Let's say someone hands me a TF SavedModel and I would like to replicate this model on the 4 GPUs I have on my machine so I can run inference in parallel on batches of data. Are there any good examples of how to do this?
I can load a saved model in this way:
def load_model(self, saved_model_dirpath):
'''Loads a model from a saved model directory - this should
contain a .pb file and a variables directory'''
signature_key = tf.saved_model.signature_constants.DEFAULT_SERVING_SIGNATURE_DEF_KEY
input_key = 'input'
output_key = 'output'
meta_graph_def = tf.saved_model.loader.load(self.sess, [tf.saved_model.tag_constants.SERVING],
saved_model_dirpath)
signature = meta_graph_def.signature_def
input_tensor_name = signature[signature_key].inputs[input_key].name
output_tensor_name = signature[signature_key].outputs[output_key].name
self.input_tensor = self.sess.graph.get_tensor_by_name(input_tensor_name)
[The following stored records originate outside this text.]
PR #884, opened 2022-11-09
747 input refactor

BillyG83:
FINALLY its here

some breaking changes so lets keep old input for a little while
i need to add tests and make the stories more clear tomorrow


AbhinavMV (approved):
Looks awesome 🤩 🚀

PR #900, opened 2022-11-16
fix(BannerStrip): position relative should not use z-index, top or left

BillyG83:
Screenshot 2022-11-16 at 15 27 43

1. position fixed should not add z-index, top or left... they are not needed
2. sorted CSS and props 🔤 
3. added style prop for margin in admin


AbhinavMV (approved):
LGTM, Nice fix 🚀 

Just added changeset file for release 🙌🏻

PR #923, opened 2022-11-25
[Stepper]: Vertical orientation styles

AbhinavMV:
---
name: 'Pull request'
about: A new pull request
---

### Checklist

### Issue Description

### Solution Description

image


Maki44:
The code looks good to me, But a little suggestion on the style it would be great if it looked like the stepper you created for the onboarding, instead of the right side and left side having the same width,  the left part could have smaller width same as the admin onboarding and the buttons stay only on the right side also same like on the onboarding. What do you think?

AbhinavMV:
> The code looks good to me, But a little suggestion on the style it would be great if it looked like the stepper you created for the onboarding, instead of the right side and left side having the same width, the left part could have smaller width same as the admin onboarding and the buttons stay only on the right side also same like on the onboarding. What do you think?

Nice suggestion @Maki44 
I have added custom width for the stepper, now width can be controlled to some extent 😄 
Thanks for the idea 🤝 

image

Maki44 (approved):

self.output_tensor = self.sess.graph.get_tensor_by_name(output_tensor_name)
..but this would require that I have a handle to the session. For models that I have written myself, I would have access to the inference function and I could just call it and wrap it using with tf.device(), but in this case, I'm not sure how to extract the inference function out of a Saved Model. Should I load 4 separate sessions or is there a better way? Couldn't find much documentation on this, but apologies in advance if I missed something. Thanks!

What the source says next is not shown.